## [Work task]
Would you return every line of the listing below that has "first" in it?

***

PR #522, opened 2022-04-20
Update reference to spectrum

tekktrik:


v923z:
Thanks for the PR! We removed `spectrum`, because there were no similar functions in `numpy`, or `scipy`, and moved the functionality to `utils.spectrogram`: https://github.com/v923z/micropython-ulab/blob/10b79f2041065348b600cf9b83f177f204b32f9a/code/utils/utils.c#L206. Since `circuitpython` wants to pick up `master` with release 8.0, I would suggest that the documentation point to that location.

tekktrik:
Will do, thanks!

v923z:
@tekktrik Alec, the function is bound to `spectrogram` in the `python` name space. I am really not against changing this to `spectrum`, if that is what you want, however, if we do so, I would like the function in C to be called `spectrum`, so that the code is aligned with the documentation.

tekktrik:
Oh wow, no I just didn't realize it was a typo haha.  Whoopsie, I'll fix that

v923z:
@tekktrik https://github.com/v923z/micropython-ulab/runs/6131134662?check_suite_focus=true fails on the `circuitpython` documentation. You can actually debug this locally, if you run the https://github.com/v923z/micropython-ulab/blob/master/build-cp.sh script from the root of the repository.

tekktrik:
Will do, thanks for all the help!

v923z:
@tekktrik Again, many thanks for contributing!

PR #532, opened 2022-07-06
Fix error message for maximum number of dimensions

dpgeorge:
Prior to this change, if you built ulab with the default 2 dimensions and ran code that needed more than 2 (eg `tests/4d/complex/imag_real.py`) it would error out with the confusing message "ValueError: maximum number of dimensions is 4".


v923z:
> Prior to this change, if you built ulab with the default 2 dimensions and ran code that needed more than 2 (eg `tests/4d/complex/imag_real.py`) it would error out with the confusing message "ValueError: maximum number of dimensions is 4".

Indeed. Many thanks!

v923z:
Again, thanks for your contribution, comments, and insights!

dpgeorge:
Thanks for merging!

PR #533, opened 2022-07-07
Fix several build errors in CircuitPython

jepler:
These errors actually occurred when building the raspberry pi pico port; they weren't deteted when building the unix port during ulab ci, as this does not enable the diagnostics -Werror=undefined or -Werror=discarded-qualifiers.


v923z:
Thanks, Jeff!

PR #535, opened 2022-07-11
fix use of MICROPY_FLOAT_CONST, and build single-precision as part of CI

dpgeorge:
Follow on from #534.


dpgeorge:
This removes the `+0.` added in #534 and replaces it with a more long-term solution.

Also now builds a single precision port as part of CI.

v923z:
@dpgeorge Thanks for cleaning this up!
@jepler You beat me to merging this, thanks a lot!

PR #106, opened 2017-02-06
Gcw 1410 integration test suite

Darshan-Chauhan:


app/components/partial-designate-input.js
```diff
@@ -1,24 +1,28 @@
...
-      var setItems = this.get('item.setItem.items');
-      var minQty = setItems.canonicalState[0]._data.quantity;
-      setItems.canonicalState.forEach(record =>{
-        var qty = record._data.quantity;
-        if(qty < minQty) {
-          minQty = qty;
-        }
-      });
-      return minQty;
+    if(this.get("ENV.environment") !== "test") {
```
steveyken: @Darshan-Chauhan is there a way to remove this constraint - if we do the tests differently?

tests/integration/components/auto-resize-textarea-test.js
```diff
@@ -0,0 +1,36 @@
...
+test('is of text type', function(assert) {
+  assert.expect(1);
+  assert.equal($('#description')[0].type, "textarea");
+});
+
+test('initial height is 70px', function(assert) {
+  assert.expect(1);
+  assert.equal($('#description').css('height'), "70px");
+});
+
```
steveyken: Great to see an example of a component test!

app/components/partial-designate-input.js
Darshan-Chauhan: @steveyken I'll check if there is any work around for this.

PR #112, opened 2017-02-17
Gcw 1433 integration test suite for partial move

Darshan-Chauhan:


tests/acceptance/undispatch-select-location-test.js
```diff
@@ -0,0 +1,67 @@
...
+    item1 = FactoryGuy.make("item", { state: "submitted", quantity: 10 , designation: designation});
+    orders_package1 = FactoryGuy.make("orders_package", { state: "dispatched", quantity: 4, item: item1, designation: designation });
+
+    visit("/orders/");
+
+    fillIn('#searchText', designation.get("code"));
+    andThen(function(){
+      click(find('ul.list li:first div.row.state_details'));
+    });
+
```
steveyken: should we be checking some output here?

tests/acceptance/partial-move-test.js
```diff
@@ -0,0 +1,121 @@
...
+    App = startApp({}, 2);
+    TestHelper.setup();
+
+    designation = FactoryGuy.make("designation", { state: "closed" });
+    item = FactoryGuy.make("item", { state: "submitted", quantity: 5 });
+    package_location = FactoryGuy.make("packages_location", { quantity: 5 , item: item});
+    orders_package = FactoryGuy.make("orders_package", { state: "designated", quantity: 5, item: item, designation: designation });
+
+    mockFindAll('designation').returns({json: {designations: [designation.toJSON({includeId: true})]}});
+    visit("/items/" + item.id + "/partial_move");
```
steveyken: we're checking we can get to the partial move screen here - do you want to check contents of the page too?

tests/acceptance/partial-move-test.js
```diff
@@ -0,0 +1,121 @@
...
+        }
+    });
+  },
+  afterEach: function() {
+    Ember.run(function() { TestHelper.teardown(); });
+    Ember.run(App, 'destroy');
+  }
+});
+
+test("Partially moving a Package", function(assert) {
```
steveyken: :+1: this is a thorough test :)

tests/acceptance/undispatch-select-location-test.js
```diff
@@ -0,0 +1,67 @@
...
+    assert.equal(currentPath(), "items.search_location");
+    //selecting first location
+    click($('ul.list-activity li:first'));
+    andThen(function() {
+      //clicking on move of messageBox
+      click($('div#messageBox:eq(5) a:last'));
+    });
+  });
+  andThen(function() {
+    assert.equal(currentPath(), "items.detail");
```
steveyken: do you want to check the object has been updated too? i.e. item status should now be "in stock"

tests/integration/components/partial-move-input-test.js
```diff
@@ -0,0 +1,35 @@
+import { test, moduleForComponent } from 'ember-qunit';
```
steveyken: so my comments above were about checking the partial_move screen but now I see you are testing the details component here instead - a much better idea!

Can you inject any mock data into the partial move component test so we can check for line items i.e. move qty X  from package Y in location Z and move qty A from package B in location C

tests/acceptance/partial-move-test.js
Darshan-Chauhan: No @steveyken , as it is beforeEach block(although we can write some checks here but it will be unconventional). I've checked the page contents in test cases.

tests/acceptance/undispatch-select-location-test.js
Darshan-Chauhan: ^

tests/acceptance/undispatch-select-location-test.js
Darshan-Chauhan: Yes, that would be better. I'll add that.

tests/integration/components/partial-move-input-test.js
Darshan-Chauhan: @steveyken , we can add mock data but checking for line items won't be possible, as you can see to even check the component I'd to render that component in beforeEach block.
- If we want to check for line-items then we would have to render other buttons message-box and may be entire page.
- So in integration testing, I think we can only write test cases which are related to component but we can't preform any other operations for which we need to render other details of page
- As for moving quantity for packages in different locations, I've already covered that in partial-move-test.js file
- Also we're dealing with singleton packages only, so it is not possible to move partial quantity so there would be always **one line item only**, so that's why scenarios for test-cases are few.

Let me know if any scenarios are still missing or there are other concerns :)
Thanks

mattgow: Steve says this is fine, thanks @Darshan-Chauhan

PR #124, opened 2017-03-30
GCW-1505-mask-qty-items

Darshan-Chauhan:


app/templates/orders/orders_packages.hbs
```diff
@@ -40,14 +40,23 @@
         </div>
       </div>
     {{else}}
-      {{#link-to 'items.detail' ordersPackage.item.id }}
+      {{#if ordersPackage.item.isSingletonItem}}
```
steveyken: shame to have to duplicate the nested template just to accomodate the if/else clause. Would the 'disabled' attribute of link-to (https://emberjs.com/api/classes/Ember.Templates.helpers.html#method_link-to) work here or does that disabled everything inside the component? What about setting the route to '' if quantity package or creating a small partial template to reduce duplication?

Darshan-Chauhan: @steveyken , thanks for pointing that out. It definitely reduces the code. `disabled` attribute of link-to just works fine so need to set different route or partial template. I've updated the code. You can check it and let me know if any more changes are required. 
Thanks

***

## [Response to the exercise]
+      click(find('ul.list li:first div.row.state_details'));
+    //selecting first location
+    click($('ul.list-activity li:first'));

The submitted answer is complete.